DYNICS Industry Insights: Control Your Network

At the beginning of May, the NSA and CISA released an urgent warning regarding pro-Russian hacktivists targeting OT networks and monitoring systems throughout the U.S. and Europe. In a fact sheet co-authored by the FBI, Environmental Protection Agency, Department of Energy, United States Department of Agriculture, Multi-State Information Sharing and Analysis Center, the U.K. National Cyber Security Centre, and the Canadian Centre for Cyber Security, the agencies outline steps critical infrastructure operators should take, including “hardening human machine interfaces, limiting exposure of OT systems to the internet, using strong and unique passwords, and implementing multifactor authentication for all access to the OT network.” But, there is one recommendation we would add –  control your network.

The Importance of Controlling Your Network

In our latest industry interactions, including a symposium and multiple meetings with end users and reseller partners, control has been an essential topic. Those we convene with often share how inefficient trying to protect OT networks by keeping up with threats and vulnerabilities can be. That’s because that is still a very defensive or reactionary approach. Having control allows you to take an offensive, preventative approach. If you understand what’s on your network, what communication flows you have, and what is necessary to maintain operations, you can remove the risk and protect the network while keeping the plant running. Having an easy-to-use, corresponding suite of tools designed to work together can help you to achieve this.
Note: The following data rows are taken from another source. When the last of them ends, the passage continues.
Issue #4319, opened 2025-02-07
Running native mode from a script.exe ignores settings


J3ronimo:
Hi niceguys,

my native mode window ignores its settings when spawning it through an executable script.

Say we take the example from the website and installed it in a venv:

```python
# main.py
from nicegui import app, ui

app.native.window_args['resizable'] = False
app.native.start_args['debug'] = True
app.native.settings['ALLOW_DOWNLOADS'] = True

ui.label('app running in native mode')
ui.button('enlarge', on_click=lambda: app.native.main_window.resize(1000, 700))

ui.run(native=True, window_size=(400, 300), fullscreen=False)
```

By "settings" I mean these values like `"resizable"`.

Now I made this a "script" where script means the pip/distlib .exe that is created in `.venv\Scripts` when you `pip install` a project that has a `[project.scripts]` section in its pyproject.toml. Such script endpoints specify a callable from a module, which should be imported and called without args on launch of the script. Here this can be done by adding an empty dummy function at the bottom of the file, as long as the rest of the code runs on import, this is sufficient to spawn the native window.

Now though, the `app.native` settings don't get applied, i.e. no debug window shows, and the window is resizable.

Turns out for these settings to get applied, the `multiprocessing.Process` that runs the pywebview window has to import and run these lines of code again. This is the case when running as `__main__`, where mp runs the module again as `__mp_main__` (some sort of special behavior there I guess), but not if it was imported like it is when running a script.exe. Here, only the parent process runs the module, but not the subprocess, i.e. no `__mp_main__` will appear if you print `__name__` at the start of the file. As a result, any settings done to `app.native` are basically irrelevant, since they're not seen by or transferred to the mp subprocess, which is the one that needs them as it spawns the window from its app context.

Another effect is that even if you run this as `__main__`, any modification to `app.native` that you do under a `__main__` guard, say for example taking the value for the debug setting from a `--debug` flag from the command line, will not do anything. You will have to do the exact same argparsing again in an `__mp_main__` guard of the subprocess to setup any window related flags in `app.native` there.

-------------

I finally found a workaround for this, which is

1. Launching through runpy:

```python
# __init__.py
def run_main_from_script():
    runpy.run_module(f"{__name__}.main", run_name="__main__", alter_sys=True)
```

2. Sending all settings for `app.native` through env vars down to the subprocess, i.e.
- run cli / argparse if `__main__`
- somehow encode all relevant data into `os.environ`
[...]

PR #4627, opened 2025-04-17
Pass the NativeConfig object from MainProcess to native subprocess

civilwargeeky:
In order to fix [Issue 4319](https://github.com/zauberzeug/nicegui/issues/4319), I have added a few lines of code to explicitly pass the NativeConfig from the MainProcess through to the native_mode._open_window function.

While the original poster of the issue was discussing it in terms of problems with freezing Nicegui in an executable, the real problem (I believe) is simply that: since the execution for native code is done within a multiprocessing Process, the script is re-run, all dependencies are re-imported, so core.app.native is reset to be empty in the subprocess, and any code under a main guard is not run.

Minimal example:
```python
# This works fine
from nicegui import app, ui

ui.label("Test")

app.native.window_args['text_select'] = True
app.native.window_args['maximized'] = True

ui.run(title='Test', native=True, reload=False)
```

```python
# This will not apply native settings
from nicegui import app, ui

if __name__ == "__main__":
    ui.label("Test")

    app.native.window_args['text_select'] = True
    app.native.window_args['maximized'] = True

    ui.run(title='Test', native=True, reload=False)
```

My proposed patch simply passes the NativeConfig that exists in the main process to the subprocess when it initializes. This should reduce unexpected behavior from setting native settings from within a main guard

### DIFF
--- a/nicegui/native/native_mode.py
+++ b/nicegui/native/native_mode.py
@@ -29,7 +29,7 @@ except ModuleNotFoundError:
 
 def _open_window(
     host: str, port: int, title: str, width: int, height: int, fullscreen: bool, frameless: bool,
-    method_queue: mp.Queue, response_queue: mp.Queue, native_config: NativeConfig
+    method_queue: mp.Queue, response_queue: mp.Queue, native_config: NativeConfig,
 ) -> None:
     while not helpers.is_port_open(host, port):
         time.sleep(0.1)
--- a/nicegui/native/native_mode.py
+++ b/nicegui/native/native_mode.py
@@ -15,6 +15,7 @@ from .. import core, helpers, optional_features
 from ..logging import log
 from ..server import Server
 from . import native
+from .native_config import NativeConfig
 
 try:
     with warnings.catch_warnings():
@@ -28,10 +29,13 @@ except ModuleNotFoundError:
 
 def _open_window(
     host: str, port: int, title: str, width: int, height: int, fullscreen: bool, frameless: bool,
-    method_queue: mp.Queue, response_queue: mp.Queue,
+    method_queue: mp.Queue, response_queue: mp.Queue, native_config: NativeConfig
 ) -> None:
     while not helpers.is_port_open(host, port):
         time.sleep(0.1)
+
+    # Replace fresh, likely empty config with a config supplied to us via MainProcess
+    core.app.native = native_config
 
     window_kwargs = {
         'url': f'http://{host}:{port}',
@@ -111,7 +115,7 @@ def activate(host: str, port: int, title: str, width: int, height: int, fullscre
         sys.exit(1)
 
     mp.freeze_support()
-    args = host, port, title, width, height, fullscreen, frameless, native.method_queue, native.response_queue
+    args = host, port, title, width, height, fullscreen, frameless, native.method_queue, native.response_queue, core.app.native
     process = mp.Process(target=_open_window, args=args, daemon=True)
     process.start()
 


evnchn:
With https://github.com/zauberzeug/nicegui/issues/4319#issuecomment-2815192087, I question the need.

evnchn:
Would vote for documentation solution, because: 

* I don't see why the benefit must be available in future release (think: 2.16.0) via pass `NativeConfig` to subprocess, when it is easy to avoid the issue by handling the main guard better and enjoying the benefit with older release. 
* Slight concerns over unpicklable variables. 

---

On native mode running in multiprocessing process, I think (personally) it is pretty obvious in the source code: 

https://github.com/zauberzeug/nicegui/blob/3df8b2b16eb7ac471cc36bf9498a3cd652e95bb9/nicegui/ui_run.py#L174-L180

https://github.com/zauberzeug/nicegui/blob/3df8b2b16eb7ac471cc36bf9498a3cd652e95bb9/nicegui/native/native_mode.py#L98-L118

Though, with the wrong main guard and using `reload=True`, we show an error. 

```
   if __name__ == "__main__":
to allow for multiprocessing.
```

But there's no way to detect the user's argument parsing code is in the right main guard or not, so yeah we can't catch that even if we wanted to. 

---

So, in conclusion: 

* Wrong main guard with `reload=True`: we can catch it and throw error
* Wrong main guard with `native=True`: we can't catch it and throw error, so short of passing `NativeConfig` which I am doubtful on, we should best educate the library user in the docs.

civilwargeeky:
Fair enough. I can see your concerns.

And I do agree that it is simple enough to see that `native=True` is run from a multiprocessing.Process when you examine the source code of NiceGUI. I just went down a long rabbit hole of thinking that the issue was with `pywebview` misinterpreting my arguments or that I wasn't passing the objects in the correct manner, since I was unfamiliar with `pywebview` and thought the issue must certainly lie there.

As I'm unfamiliar with how pull requests are usually handled on Github, for this pull request, would you rather I
A) Amend this request to just be documentation changes (with a revert commit and a separate documentation commit)
B) Close this request and open a separate one for the documentation change
C) Close this request and you can make the documentation change at your leisure

Thanks!

evnchn:
Conclusion: B > C > A

First of all, I can't edit the pull request. Even then, I would not recommend to revert what we are doing in this PR and then repurpose this PR for the documentation change. Best create another PR for the documentation (rule out choice A, leaving B or C only) 

I'm bad at communications, so I can't help with documentation, unless you want mass confusion. Also I cut my pinky finger so I can easily type on phone only, so can't do docs as that would involve quite a lot of typing on desktop. (choice B is preferred)

J3ronimo:
Hi guys.

As I wrote in OP:

> This is the case when running as `__main__`, where mp runs the module again as `__mp_main__` (some sort of special behavior there I guess), but not if it was imported like it is when running a script.exe. Here, only the parent process runs the module, but not the subprocess, i.e. no `__mp_main__` will appear if you print `__name__` at the start of the file.

Which means the native subprocess in my case does not re-run the module at all! Therefore, it can never see and apply any settings, no matter if under a main guard or not.

These pip launcher scripts (exes on Windows, no freezing here!) import and run a function as defined in pyproject.toml. That import means the root process is not run as `__main__` but as whatever its name is. And that's what causes above situation.

And even if you run as `__main__`, which will now for some reason cause multiprocessing to run the module again as `__mp_main__`, an argparser like in my case would run twice, one in each process, possibly doing different things... 

So i agree with the @civilwargeeky that
- keeping everything behind a `__main__` guard (as is good style anyways) and
- creating and then passing the NativeConfig down to the mp subprocess

is the only clean way to fix this.

evnchn:
@J3ronimo I would need the "pip launcher scripts" you are mentioning to see what's going on. For instance, since you mentioned "[project.scripts] section in its pyproject.toml", it would help if you can provide the `pyproject.toml`. 

Right now, I am just running it as a script like `python.exe test.py --debug` and come to the conclusion in https://github.com/zauberzeug/nicegui/issues/4319#issuecomment-2815192087

J3ronimo:
@evnchn It should suffice to run `python.exe -c "import test"` to achieve the same.

falkoschindler:
Regarding @evnchn's concerns:

> I don't see why the benefit must be available in future release (think: 2.16.0) via pass NativeConfig to subprocess, when it is easy to avoid the issue by handling the main guard better and enjoying the benefit with older release.

It's always good to improve the library so that things are easier, more intuitive and less confusing. Having to set precise main guards is a pain. If we can avoid it, why not?

> Slight concerns over unpicklable variables.

Ok, this could be problematic. Is there something like callable a user might want to add to the config? Can we detect unpicklable objects and show a warning?

evnchn:
> The pip / pyproject.toml stuff is standard PEP stuff which you'll find plenty examples for on the web.

Sorry @J3ronimo but I am an absolute beginner with regards to pip / pyproject.toml 🤡. I really need your pointer to make it work.

civilwargeeky:
@falkoschindler 
> Ok, this could be problematic. Is there something like callable a user might want to add to the config? 

Looking at the [pywebview docs](https://pywebview.flowrl.com/api/#webview-active-window) for create window, it seems most everything should be simple types, but there are some potentially-unpickleable things that could be added.

For `webview.create_window`:
- `server=http.BottleServer` is a class that may be unreachable or unpickleable
- `server_args={}` and `js_api - Expose a python object to the Javascript domain of the current pywebview window.` are arbitrary python objects

For `webview.start`:
- `func`, `args`, and `server_args` are arbitrary python objects
- `menu` is a list of [arbitrary python functions](https://pywebview.flowrl.com/examples/menu.html)

For `webview.settings`:
Everything is just strings and booleans 😄 

___

> Can we detect unpicklable objects and show a warning?

I mean, starting the process would fail with an error, and maybe you could restart with fresh (or original) NativeConfig and a warning?
From some limited testing, it looks like `process.start()` fails with something like `TypeError: cannot pickle '_io.TextIOWrapper' object` for unpickleable objects like files and like `AttributeError: Can't get attribute 'my_func' on <module '__mp_main__' from '...'>` for things which are dynamically defined.

So perhaps we could do something like
```
# Replace fresh, likely empty config with a config supplied to us via MainProcess
original_config = core.app.native
core.app.native = native_config

...

process = mp.Process(target=_open_window, args=args, daemon=True) 
try:
    process.start()
except (TypeError, AssertionError):
    warnings.warn("pywebview arguments were not pickleable and so will be ignored. launching with default settings")
    core.app.native = original_config
    args = host, port, title, width, height, fullscreen, frameless, native.method_queue, native.response_queue, core.app.native
    process = mp.Process(target=_open_window, args=args, daemon=True)
    process.start()
```

However, I do not know if this error handling code would only be triggered for unpickleable objects, nor do I know if this is comprehensive for the errors that could be encountered launching with unpickleable objects.

civilwargeeky:
Hey @falkoschindler, I went ahead and made the documentation changes you requested. I'm unfortunately unfamiliar with Github pull requests, so instead of reverting my edits and making a documentation commit, I thought it would be cleaner to close this PR and make a new one in a clean branch. [Here](https://github.com/zauberzeug/nicegui/pull/4658).

Let me know if there's anything else you would like me to do, and feel free to clean up the wording that I wrote or remove the extra examples.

The Importance of Having the Right Conversations

DYNICS offers such a suite of tools that have been developed around a control-first mindset, but we have been able to get to that point because we focus on the end users actually responsible for seeing the day-to-day execution of them. While we are obviously concerned with cybersecurity, which recent events such as the hacktivist case reflect, we know that such lofty topics and conversations aren’t actually effective if operators themselves still do not thoroughly understand how to address them. Rather than attending an event like RSA, our team chose to go to Chicago instead. While there, we connected with manufacturers directly to discuss the challenges they face in control implementation and what would help. Rather than selling cybersecurity to control teams, we want to meet them where they are at and provide control benefits. By instilling that value first, we then establish a foundation to expand off of to create holistic solutions that eventually block threats from foreign actors all together.